In India, many people celebrate by throwing a public bonfire, exchanging foods, and throwing colored powder all over each other. Known as Holi, the festival is celebrated all throughout India and is the first major Hindu festival of the year. It officially falls on the day after the full moon, which this year is March 24, but the 2016 celebrations have already begun.
In addition to heralding the arrival of spring, Holi celebrates the victory of good over evil. The colored powder has deep ties to Indian legend and is a way for people to show affection towards loved ones.
Here are some of the most colorful images from the Holi celebrations.
The term "Holi" comes from the name "Holika", a character in a well-known Indian legend.
There are two main legends that are associated with the festival — Holika and Prahlad, and Radha and Krishna.
Holika was the sister of the demon king of the Asuras, Hirankashyap. Hirankashyap ordered people to worship him, but his son, Prahlad, was an admirer of the second Hindu god, Lord Vishnu. Prahlad did not obey his father, so Hirankashyap tried to get him killed.
Hirankashyap's attempts to kill his son were constantly thwarted by Lord Vishnu. So, Hirankashyap asked his sister, Holika, to sit on a bonfire with Prahlad in her lap. Holika was blessed to be protected by fire, but that did not help her in this situation. Prahlad walked out of the bonfire unharmed, while Holika got burned to death.

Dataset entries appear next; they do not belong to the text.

PR #2517, opened 2021-11-07
A snapshot of live fibers on the work stealing thread pool

vasilmkd:


core/jvm/src/main/scala/cats/effect/unsafe/WorkStealingThreadPool.scala
```diff
@@ -445,6 +445,28 @@ private[effect] final class WorkStealingThreadPool(
     ()
   }
 
+  /**
+   * Returns a snapshot of the fibers currently live on this thread pool.
+   *
+   * @return
+   *   a set of currently live fibers and a mapping of active fibers associated to their carrier
+   *   threads
```
armanbilge: Checking my intuition: if a fiber is in the external queue, it appears in the live set but not in the map keys?

vasilmkd: Yeah. Is the wording weird? Feel free to suggest something else.

armanbilge: Just to throw another idea out there: what if we returned a `Set` representing the external queue, and a `Thread -> Set` map for the rest? At least for me it better matches conceptually the underlying architecture of the pool

vasilmkd: That's a great idea. Let's do it.

armanbilge: When we print it out, we could even organize by thread: this thread is running this fiber, and has queued these, etc.

vasilmkd: Yeah, totally.

core/jvm/src/main/scala/cats/effect/unsafe/WorkStealingThreadPool.scala
```diff
@@ -445,6 +446,37 @@ private[effect] final class WorkStealingThreadPool(
     ()
   }
 
+  /**
+   * Returns a snapshot of the fibers currently live on this thread pool.
+   *
+   * @return
+   *   a pair consisting of the set of fibers on the external thread and a map associating
```
armanbilge:
```suggestion
   *   a pair consisting of the set of fibers on the external queue and a map associating
```

armanbilge (dismissed):
👍 assuming it compiles this time 😉

armanbilge (approved):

The legend is where Holi got its name and explains why it is celebrated as a victory of good over evil. The public bonfire is held the day before Holi, in commemoration of the burning of Holika.
The throwing of colors, on the other hand, has its origins in the legend of lovers Radha and Krishna.

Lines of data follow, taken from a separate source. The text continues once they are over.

PR #2518, opened 2021-11-07
Suspended fibers snapshot

vasilmkd:


core/jvm/src/main/scala/cats/effect/unsafe/WorkStealingThreadPool.scala
```diff
@@ -450,19 +450,20 @@ private[effect] final class WorkStealingThreadPool(
    * Returns a snapshot of the fibers currently live on this thread pool.
    *
    * @return
-   *   a pair consisting of the set of fibers on the external queue and a map associating worker
+   *   a 3-tuple consisting of the set of fibers on the external queue, a map associating worker
    *   threads to the currently active fiber and fibers enqueued on the local queue of that
-   *   worker thread
+   *   worker thread and a set of suspended fibers tracked by this thread pool
```
armanbilge, line 455: maybe bullet-point/enumerate this? 😆 getting a bit unwieldy

core/jvm/src/main/scala/cats/effect/unsafe/FiberMonitor.scala
```diff
@@ -101,4 +103,29 @@ private[effect] object FiberMonitor {
...
+          if (v ne null) {
+            buffer += v
+          }
+        }
+
+        buffer.toSet
+      } catch {
+        case _: ConcurrentModificationException =>
+          buffer.clear()
+          contents()
```
armanbilge: I've been wondering about this. How do we know this doesn't become an infinite loop?

vasilmkd: If it does for anyone, we'll fix it then.

core/jvm/src/main/scala/cats/effect/unsafe/WorkStealingThreadPool.scala
vasilmkd: It's an internal method, this is too much as it is.

core/jvm/src/main/scala/cats/effect/unsafe/FiberMonitor.scala
armanbilge: Assuming that people only use this on hung programs, it's almost definitely okay. If someone tries to fiber dump a live program, this could end up indefinitely blocking a thread. Yolo?

armanbilge (approved):
Thanks!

Krishna would complain to his mother that his skin was too dark, while Radha had fair skin.
Krishna's mother joked by telling him to paint Radha's face whatever color he wanted, hoping to settle down the crying.

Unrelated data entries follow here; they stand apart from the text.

PR #2525, opened 2021-11-09
Order snapshot data by trustworthiness

vasilmkd:


core/jvm/src/main/scala/cats/effect/unsafe/FiberMonitor.scala
```diff
@@ -97,8 +97,30 @@ private[effect] final class FiberMonitor(
...
-      val foreign = foreignFibers()
+      val (rawExternal, workersMap, rawSuspended) = compute.liveFibers()
+      val rawForeign = foreignFibers()
+
+      // We trust the sources of data in the following order, ordered from
+      // most trustworthy to least trustworthy.
+      // 1. Fibers from the worker threads
+      // 2. Fibers from the external queue
+      // 3. Fibers from the foreign synchronized fallback weak GC maps
+      // 4. Fibers from the suspended thread local GC maps
```
armanbilge, line 108: Fascinating! How did you determine this? 😁

core/jvm/src/main/scala/cats/effect/unsafe/FiberMonitor.scala
```diff
@@ -97,8 +97,30 @@ private[effect] final class FiberMonitor(
...
+
+      val external = workersMap.foldLeft(rawExternal) {
+        case (acc, (_, (active, local))) =>
+          (acc -- local) - active
```
armanbilge: Instead of folding, could we just toss all of these into a single set to use in a single set difference? It took me a little while to understand what was going on here.

core/jvm/src/main/scala/cats/effect/unsafe/FiberMonitor.scala
vasilmkd: It's more or less ordered by how much synchronization each data source entails.
1. Synchronized and "small", the snapshot should be consistent
2. The external queue is a bunch of `ConcurrentLinkedQueues` which are all synchronized on each linked element
3. The GC maps that are synchronized (may be out of date)
4. The GC maps that are thread local and not synchronized (may be out of date)

It's far from scientific. I'm not claiming this is great. But I do personally like the by-worker-thread approach to the output. I personally don't see a problem with tweaking the output in subsequent releases if something doesn't pan out.

armanbilge: Thanks, that seems plenty decent reasoning for me :) I like it!

core/jvm/src/main/scala/cats/effect/unsafe/FiberMonitor.scala
vasilmkd: Can you please post a short code snippet? I don't quite see how to do that.

armanbilge: I was thinking something like:
```scala
val toRemove = workersMap.map {
  case (_, (active, local)) => local + active
}.reduce(_ ++ _)
val external = rawExternal -- toRemove
```

Apologies if I'm being stupid/dense and not getting this 😆

vasilmkd: It's actually a great simplification. Thanks.

armanbilge (approved):

vasilmkd:
Let's hear from @djspiewak on this one.

PR #2528, opened 2021-11-10
Use the tracing constants for speed

vasilmkd:
Every little bit helps.

`series/3.x`:
```
DeepBindBenchmark.async   10000  thrpt   20  1160.801 ± 18.224  ops/s
```

`This PR`:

Krishna took this seriously and applied colored powder and water to Radha's face. This was turned into paintings and murals.
Now during Holi, lovers and family members apply color to each other's faces to express their love and affection.
Each color has a different meaning in Indian culture.
The color red symbolizes fertility, love, beauty, and is worn by most brides at their wedding.
Green symbolizes new beginnings and the harvest, and is also the sacred color of the Muslim community in India.
The throwing of colors is meant for pure enjoyment.
Dancing is also a very big part of the festival's traditions.
During the Holi celebrations, people forget about race, social status, and everything else.
It's a fun gathering for everyone to let loose and show affection.